[Stored data entries]
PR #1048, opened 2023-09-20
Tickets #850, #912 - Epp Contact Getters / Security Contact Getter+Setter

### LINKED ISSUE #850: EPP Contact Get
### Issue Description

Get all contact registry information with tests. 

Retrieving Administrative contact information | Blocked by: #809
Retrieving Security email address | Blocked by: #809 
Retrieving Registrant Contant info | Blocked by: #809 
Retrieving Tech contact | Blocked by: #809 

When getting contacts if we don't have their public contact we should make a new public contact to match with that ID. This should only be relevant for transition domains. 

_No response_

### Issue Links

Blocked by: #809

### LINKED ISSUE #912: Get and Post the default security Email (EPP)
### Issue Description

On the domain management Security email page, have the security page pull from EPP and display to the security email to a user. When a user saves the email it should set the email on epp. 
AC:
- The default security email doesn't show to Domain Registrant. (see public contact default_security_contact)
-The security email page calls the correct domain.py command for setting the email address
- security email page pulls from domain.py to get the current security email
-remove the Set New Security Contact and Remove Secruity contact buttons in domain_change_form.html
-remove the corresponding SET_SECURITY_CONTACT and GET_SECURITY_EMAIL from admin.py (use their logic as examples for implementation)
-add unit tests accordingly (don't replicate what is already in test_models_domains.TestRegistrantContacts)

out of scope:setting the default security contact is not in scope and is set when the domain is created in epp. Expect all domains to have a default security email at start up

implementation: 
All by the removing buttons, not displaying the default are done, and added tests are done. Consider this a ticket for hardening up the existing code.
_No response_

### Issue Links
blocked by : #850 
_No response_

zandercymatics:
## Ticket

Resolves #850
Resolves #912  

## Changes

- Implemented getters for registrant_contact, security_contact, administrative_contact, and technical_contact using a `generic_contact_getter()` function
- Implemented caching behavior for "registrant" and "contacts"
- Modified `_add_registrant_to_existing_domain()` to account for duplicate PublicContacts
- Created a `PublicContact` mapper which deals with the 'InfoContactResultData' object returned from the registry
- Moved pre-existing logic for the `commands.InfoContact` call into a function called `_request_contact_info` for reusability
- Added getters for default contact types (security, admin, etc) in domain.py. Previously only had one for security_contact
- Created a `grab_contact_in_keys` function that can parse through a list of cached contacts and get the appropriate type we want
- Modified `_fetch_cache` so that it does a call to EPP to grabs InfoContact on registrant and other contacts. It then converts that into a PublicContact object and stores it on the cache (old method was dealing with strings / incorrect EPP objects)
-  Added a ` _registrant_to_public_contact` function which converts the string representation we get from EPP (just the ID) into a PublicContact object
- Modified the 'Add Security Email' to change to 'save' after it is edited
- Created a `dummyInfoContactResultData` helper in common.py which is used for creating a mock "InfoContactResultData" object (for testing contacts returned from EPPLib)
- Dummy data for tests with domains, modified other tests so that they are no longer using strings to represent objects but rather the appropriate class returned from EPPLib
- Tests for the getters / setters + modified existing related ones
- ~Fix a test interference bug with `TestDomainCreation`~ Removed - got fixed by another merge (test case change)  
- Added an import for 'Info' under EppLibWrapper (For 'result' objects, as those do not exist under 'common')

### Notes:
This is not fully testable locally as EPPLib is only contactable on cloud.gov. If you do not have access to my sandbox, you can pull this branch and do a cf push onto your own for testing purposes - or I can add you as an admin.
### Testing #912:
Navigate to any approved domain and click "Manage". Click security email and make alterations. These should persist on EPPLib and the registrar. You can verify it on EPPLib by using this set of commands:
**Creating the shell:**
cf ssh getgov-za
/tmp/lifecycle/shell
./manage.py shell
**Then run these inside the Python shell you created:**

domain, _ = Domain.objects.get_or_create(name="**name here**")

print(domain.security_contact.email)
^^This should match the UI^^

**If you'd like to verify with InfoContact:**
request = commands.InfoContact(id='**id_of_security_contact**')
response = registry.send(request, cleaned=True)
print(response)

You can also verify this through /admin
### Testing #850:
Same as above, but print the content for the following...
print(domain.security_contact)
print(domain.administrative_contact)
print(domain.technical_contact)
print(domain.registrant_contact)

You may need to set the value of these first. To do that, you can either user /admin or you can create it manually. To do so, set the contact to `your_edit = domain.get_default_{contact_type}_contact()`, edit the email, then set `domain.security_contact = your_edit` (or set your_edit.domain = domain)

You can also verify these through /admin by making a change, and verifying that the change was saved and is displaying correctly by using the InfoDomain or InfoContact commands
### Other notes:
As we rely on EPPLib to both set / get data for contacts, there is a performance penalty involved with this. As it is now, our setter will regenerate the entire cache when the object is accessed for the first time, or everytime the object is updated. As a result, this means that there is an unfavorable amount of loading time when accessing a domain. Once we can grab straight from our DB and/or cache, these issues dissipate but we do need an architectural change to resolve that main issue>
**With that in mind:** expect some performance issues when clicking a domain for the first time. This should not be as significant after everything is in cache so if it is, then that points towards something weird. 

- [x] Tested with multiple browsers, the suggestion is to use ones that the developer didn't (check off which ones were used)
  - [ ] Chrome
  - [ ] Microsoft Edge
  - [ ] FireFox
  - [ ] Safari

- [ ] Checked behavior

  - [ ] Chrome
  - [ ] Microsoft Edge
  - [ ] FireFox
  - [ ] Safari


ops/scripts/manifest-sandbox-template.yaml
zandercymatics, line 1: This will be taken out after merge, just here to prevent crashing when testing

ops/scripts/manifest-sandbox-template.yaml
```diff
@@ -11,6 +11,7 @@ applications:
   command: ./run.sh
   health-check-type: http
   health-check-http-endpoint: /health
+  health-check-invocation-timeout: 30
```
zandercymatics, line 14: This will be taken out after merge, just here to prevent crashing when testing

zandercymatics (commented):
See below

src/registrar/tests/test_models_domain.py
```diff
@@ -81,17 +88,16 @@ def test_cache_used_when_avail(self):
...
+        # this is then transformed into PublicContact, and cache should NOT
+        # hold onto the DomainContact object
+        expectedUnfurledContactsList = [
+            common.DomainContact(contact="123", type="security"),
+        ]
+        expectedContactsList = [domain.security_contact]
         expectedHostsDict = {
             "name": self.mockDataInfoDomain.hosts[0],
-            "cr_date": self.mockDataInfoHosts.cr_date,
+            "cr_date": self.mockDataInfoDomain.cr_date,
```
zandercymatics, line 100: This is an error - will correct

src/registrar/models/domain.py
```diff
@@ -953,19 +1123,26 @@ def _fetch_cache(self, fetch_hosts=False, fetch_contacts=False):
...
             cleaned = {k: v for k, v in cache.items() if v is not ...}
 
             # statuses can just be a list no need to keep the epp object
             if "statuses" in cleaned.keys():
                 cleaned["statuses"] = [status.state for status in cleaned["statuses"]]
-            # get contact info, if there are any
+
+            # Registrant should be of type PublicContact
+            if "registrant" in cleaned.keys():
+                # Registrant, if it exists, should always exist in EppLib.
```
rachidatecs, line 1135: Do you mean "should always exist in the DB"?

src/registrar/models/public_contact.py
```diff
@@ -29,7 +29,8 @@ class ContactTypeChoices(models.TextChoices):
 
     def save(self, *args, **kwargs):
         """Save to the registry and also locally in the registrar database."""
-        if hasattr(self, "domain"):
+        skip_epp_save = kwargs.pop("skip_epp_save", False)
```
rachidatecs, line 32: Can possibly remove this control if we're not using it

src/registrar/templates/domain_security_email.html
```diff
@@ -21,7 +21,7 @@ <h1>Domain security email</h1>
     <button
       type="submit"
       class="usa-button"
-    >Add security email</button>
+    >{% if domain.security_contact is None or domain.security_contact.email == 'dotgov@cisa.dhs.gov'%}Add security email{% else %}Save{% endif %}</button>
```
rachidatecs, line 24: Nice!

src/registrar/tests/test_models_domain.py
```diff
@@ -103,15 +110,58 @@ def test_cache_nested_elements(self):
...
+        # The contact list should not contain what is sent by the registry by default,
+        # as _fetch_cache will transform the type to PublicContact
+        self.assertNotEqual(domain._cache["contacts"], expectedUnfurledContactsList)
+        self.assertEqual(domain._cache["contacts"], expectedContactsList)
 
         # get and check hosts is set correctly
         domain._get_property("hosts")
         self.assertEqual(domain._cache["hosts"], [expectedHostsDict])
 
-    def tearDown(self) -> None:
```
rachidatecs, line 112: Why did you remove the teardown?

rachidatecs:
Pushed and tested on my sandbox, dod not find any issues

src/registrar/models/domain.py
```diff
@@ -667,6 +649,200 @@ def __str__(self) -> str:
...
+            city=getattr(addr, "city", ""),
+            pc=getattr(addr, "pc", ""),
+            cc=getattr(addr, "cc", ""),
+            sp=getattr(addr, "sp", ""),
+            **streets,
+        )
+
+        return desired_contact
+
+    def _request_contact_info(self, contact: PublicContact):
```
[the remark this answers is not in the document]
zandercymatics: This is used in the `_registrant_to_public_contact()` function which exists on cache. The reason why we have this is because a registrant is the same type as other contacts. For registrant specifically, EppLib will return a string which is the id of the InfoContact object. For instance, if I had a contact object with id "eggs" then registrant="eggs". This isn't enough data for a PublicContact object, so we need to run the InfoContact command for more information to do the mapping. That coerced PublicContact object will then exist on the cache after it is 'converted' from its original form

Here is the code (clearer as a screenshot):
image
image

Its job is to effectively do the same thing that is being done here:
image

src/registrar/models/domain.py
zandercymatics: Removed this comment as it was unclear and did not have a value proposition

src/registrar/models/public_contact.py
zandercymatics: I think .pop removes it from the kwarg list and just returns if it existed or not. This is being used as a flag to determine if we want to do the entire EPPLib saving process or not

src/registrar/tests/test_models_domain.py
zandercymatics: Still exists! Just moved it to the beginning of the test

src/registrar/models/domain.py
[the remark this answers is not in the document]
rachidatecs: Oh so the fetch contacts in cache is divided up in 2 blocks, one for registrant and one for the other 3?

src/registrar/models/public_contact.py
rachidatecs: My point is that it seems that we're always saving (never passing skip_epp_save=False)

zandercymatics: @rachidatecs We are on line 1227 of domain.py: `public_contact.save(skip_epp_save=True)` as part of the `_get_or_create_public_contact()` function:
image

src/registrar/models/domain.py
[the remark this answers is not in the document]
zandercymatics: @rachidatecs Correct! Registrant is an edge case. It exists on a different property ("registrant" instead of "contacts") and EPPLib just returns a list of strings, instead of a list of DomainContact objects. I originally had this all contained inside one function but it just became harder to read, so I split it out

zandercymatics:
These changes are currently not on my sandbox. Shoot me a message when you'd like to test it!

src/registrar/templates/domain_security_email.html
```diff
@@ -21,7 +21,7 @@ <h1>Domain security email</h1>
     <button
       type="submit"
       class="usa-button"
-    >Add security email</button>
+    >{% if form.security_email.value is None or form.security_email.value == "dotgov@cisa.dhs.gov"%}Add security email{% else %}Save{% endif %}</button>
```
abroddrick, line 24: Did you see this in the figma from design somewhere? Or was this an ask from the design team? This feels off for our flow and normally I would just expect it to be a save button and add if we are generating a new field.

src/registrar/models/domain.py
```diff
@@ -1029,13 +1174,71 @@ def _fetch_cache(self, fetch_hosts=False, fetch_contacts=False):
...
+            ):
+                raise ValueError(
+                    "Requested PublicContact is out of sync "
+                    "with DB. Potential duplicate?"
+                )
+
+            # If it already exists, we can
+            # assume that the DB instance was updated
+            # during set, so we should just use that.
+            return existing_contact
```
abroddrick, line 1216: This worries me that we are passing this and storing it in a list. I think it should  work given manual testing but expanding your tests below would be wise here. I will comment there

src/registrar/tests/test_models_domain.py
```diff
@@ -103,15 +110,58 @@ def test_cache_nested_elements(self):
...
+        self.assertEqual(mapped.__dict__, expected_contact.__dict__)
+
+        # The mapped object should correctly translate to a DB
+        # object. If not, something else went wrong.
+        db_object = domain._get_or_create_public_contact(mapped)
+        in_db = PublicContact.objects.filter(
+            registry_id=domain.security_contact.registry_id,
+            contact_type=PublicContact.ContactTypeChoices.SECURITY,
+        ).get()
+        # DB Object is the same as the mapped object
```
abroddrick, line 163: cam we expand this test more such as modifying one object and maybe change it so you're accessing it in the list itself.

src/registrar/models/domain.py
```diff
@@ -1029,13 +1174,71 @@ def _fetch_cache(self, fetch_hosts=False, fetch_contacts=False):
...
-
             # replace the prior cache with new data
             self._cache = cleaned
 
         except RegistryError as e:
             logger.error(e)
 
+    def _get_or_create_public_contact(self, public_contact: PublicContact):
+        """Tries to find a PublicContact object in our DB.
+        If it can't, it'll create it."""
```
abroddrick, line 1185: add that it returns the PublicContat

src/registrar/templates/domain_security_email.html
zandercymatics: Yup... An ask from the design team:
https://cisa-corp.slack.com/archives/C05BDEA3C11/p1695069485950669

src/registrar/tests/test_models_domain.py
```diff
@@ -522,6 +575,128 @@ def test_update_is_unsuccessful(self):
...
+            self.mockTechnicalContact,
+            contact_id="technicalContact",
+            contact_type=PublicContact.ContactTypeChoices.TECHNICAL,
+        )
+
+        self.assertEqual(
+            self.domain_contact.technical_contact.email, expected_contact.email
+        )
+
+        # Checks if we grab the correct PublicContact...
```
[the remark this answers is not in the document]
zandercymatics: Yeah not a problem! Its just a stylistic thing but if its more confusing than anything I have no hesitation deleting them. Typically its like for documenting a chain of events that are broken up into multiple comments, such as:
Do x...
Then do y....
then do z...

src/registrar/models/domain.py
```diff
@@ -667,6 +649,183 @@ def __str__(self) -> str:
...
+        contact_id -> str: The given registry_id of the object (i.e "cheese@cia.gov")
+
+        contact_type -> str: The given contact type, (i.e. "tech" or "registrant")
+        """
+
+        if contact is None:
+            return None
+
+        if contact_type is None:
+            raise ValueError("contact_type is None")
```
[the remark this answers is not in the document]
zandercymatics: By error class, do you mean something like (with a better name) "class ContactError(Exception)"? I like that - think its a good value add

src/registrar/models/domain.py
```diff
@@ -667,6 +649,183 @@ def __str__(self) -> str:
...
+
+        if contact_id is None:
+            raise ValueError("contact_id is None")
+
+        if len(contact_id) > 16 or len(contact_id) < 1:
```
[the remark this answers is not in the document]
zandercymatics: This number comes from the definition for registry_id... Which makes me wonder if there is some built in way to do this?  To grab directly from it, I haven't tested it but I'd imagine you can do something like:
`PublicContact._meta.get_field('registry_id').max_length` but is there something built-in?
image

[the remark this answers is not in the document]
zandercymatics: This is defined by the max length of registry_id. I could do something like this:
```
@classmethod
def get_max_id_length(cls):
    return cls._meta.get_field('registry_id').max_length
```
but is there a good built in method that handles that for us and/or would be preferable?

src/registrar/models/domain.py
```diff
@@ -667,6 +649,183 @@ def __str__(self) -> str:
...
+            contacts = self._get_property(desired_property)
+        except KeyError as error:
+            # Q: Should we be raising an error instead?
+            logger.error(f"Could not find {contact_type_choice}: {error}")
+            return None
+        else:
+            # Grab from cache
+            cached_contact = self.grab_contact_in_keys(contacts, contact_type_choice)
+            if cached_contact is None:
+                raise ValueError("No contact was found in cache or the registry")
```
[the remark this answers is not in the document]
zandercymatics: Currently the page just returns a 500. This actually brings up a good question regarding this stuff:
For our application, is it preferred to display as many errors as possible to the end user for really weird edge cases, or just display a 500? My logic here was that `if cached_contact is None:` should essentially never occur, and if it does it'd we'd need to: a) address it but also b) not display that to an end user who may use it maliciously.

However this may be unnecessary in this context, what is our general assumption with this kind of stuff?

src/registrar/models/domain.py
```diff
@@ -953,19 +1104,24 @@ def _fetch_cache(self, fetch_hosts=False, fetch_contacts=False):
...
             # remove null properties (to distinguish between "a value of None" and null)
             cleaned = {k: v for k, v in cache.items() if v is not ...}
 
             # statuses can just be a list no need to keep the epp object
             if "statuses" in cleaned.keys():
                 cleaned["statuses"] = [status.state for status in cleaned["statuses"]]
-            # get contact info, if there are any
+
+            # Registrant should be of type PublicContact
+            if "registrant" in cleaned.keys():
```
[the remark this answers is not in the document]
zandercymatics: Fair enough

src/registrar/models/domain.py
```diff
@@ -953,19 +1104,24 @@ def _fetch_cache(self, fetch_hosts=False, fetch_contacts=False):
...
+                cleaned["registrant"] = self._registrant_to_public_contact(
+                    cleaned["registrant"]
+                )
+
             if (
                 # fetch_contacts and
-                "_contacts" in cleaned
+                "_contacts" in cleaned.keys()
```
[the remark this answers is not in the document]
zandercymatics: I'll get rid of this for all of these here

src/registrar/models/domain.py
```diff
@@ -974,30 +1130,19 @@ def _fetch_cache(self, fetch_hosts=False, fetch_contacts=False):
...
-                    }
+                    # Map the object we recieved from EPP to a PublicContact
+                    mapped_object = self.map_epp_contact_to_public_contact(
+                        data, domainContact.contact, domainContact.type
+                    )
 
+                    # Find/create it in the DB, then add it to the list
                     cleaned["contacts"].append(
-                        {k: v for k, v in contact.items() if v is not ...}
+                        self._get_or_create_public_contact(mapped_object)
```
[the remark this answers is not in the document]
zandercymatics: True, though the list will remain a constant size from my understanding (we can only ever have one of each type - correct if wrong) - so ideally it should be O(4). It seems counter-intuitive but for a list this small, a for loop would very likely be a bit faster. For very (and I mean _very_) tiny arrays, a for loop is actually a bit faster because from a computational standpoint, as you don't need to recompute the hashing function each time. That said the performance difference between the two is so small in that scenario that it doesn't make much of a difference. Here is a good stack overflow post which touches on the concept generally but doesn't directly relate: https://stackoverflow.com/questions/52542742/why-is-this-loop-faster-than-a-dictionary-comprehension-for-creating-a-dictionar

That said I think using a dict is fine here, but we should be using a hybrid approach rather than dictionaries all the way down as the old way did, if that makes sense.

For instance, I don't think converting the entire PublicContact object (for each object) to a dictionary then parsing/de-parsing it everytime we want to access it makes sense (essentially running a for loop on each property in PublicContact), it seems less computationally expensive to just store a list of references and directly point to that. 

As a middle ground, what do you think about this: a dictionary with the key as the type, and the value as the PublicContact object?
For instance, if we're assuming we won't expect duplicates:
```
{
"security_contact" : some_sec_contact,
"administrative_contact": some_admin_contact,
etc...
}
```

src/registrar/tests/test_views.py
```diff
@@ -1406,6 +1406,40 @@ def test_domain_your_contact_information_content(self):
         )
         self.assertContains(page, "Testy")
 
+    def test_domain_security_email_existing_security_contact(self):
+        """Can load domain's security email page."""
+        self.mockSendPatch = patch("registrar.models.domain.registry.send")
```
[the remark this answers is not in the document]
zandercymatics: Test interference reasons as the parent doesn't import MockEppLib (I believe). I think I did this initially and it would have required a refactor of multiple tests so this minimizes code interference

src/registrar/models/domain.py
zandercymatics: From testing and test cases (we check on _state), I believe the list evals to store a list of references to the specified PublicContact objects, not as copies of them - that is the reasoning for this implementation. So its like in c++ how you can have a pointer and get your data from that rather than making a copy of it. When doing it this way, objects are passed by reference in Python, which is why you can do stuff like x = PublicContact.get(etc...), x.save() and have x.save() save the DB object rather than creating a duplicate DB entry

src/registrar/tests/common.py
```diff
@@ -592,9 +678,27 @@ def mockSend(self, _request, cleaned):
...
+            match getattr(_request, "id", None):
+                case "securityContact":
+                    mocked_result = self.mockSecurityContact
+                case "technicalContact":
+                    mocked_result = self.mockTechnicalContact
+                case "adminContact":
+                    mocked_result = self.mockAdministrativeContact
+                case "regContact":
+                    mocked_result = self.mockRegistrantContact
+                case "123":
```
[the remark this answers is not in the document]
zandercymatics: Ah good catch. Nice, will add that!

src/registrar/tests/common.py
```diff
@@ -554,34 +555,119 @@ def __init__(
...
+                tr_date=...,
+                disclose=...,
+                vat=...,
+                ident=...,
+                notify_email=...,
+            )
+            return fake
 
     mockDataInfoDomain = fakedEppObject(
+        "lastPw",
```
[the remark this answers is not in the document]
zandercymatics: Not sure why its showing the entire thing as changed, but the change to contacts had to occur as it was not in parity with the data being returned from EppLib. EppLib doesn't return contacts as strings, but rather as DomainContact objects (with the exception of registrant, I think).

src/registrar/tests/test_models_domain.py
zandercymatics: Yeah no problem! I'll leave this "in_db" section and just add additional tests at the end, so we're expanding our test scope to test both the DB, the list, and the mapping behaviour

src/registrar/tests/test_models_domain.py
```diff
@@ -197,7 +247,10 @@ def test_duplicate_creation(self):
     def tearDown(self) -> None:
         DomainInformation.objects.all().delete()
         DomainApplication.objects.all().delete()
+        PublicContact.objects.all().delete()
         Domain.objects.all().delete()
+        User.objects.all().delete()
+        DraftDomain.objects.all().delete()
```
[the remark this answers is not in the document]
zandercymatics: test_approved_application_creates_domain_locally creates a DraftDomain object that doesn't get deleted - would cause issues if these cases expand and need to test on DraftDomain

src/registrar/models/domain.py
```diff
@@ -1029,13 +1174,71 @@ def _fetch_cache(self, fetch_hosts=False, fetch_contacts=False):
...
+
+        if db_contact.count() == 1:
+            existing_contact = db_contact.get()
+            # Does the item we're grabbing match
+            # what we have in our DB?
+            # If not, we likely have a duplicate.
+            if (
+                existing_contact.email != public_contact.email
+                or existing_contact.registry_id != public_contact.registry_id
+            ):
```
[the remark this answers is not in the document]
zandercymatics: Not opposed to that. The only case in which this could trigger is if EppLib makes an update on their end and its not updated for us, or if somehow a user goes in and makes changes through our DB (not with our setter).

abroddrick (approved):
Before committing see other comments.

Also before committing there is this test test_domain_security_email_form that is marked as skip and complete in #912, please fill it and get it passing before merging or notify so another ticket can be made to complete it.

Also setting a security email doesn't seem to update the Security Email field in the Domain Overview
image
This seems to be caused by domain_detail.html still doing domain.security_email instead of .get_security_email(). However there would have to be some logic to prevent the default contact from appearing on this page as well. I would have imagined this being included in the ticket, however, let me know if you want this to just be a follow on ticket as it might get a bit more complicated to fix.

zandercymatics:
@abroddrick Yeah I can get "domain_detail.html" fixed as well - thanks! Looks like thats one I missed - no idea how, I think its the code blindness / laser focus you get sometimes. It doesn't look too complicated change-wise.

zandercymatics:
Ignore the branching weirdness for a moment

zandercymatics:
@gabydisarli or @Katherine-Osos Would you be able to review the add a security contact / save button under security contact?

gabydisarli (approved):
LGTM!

## [WORK REQUIRED]
Whenever a line in the data holds "another", copy that line.

## [EXERCISE RESPONSE]
- ~Fix a test interference bug with `TestDomainCreation`~ Removed - got fixed by another merge (test case change)  
Also before committing there is this test test_domain_security_email_form that is marked as skip and complete in #912, please fill it and get it passing before merging or notify so another ticket can be made to complete it.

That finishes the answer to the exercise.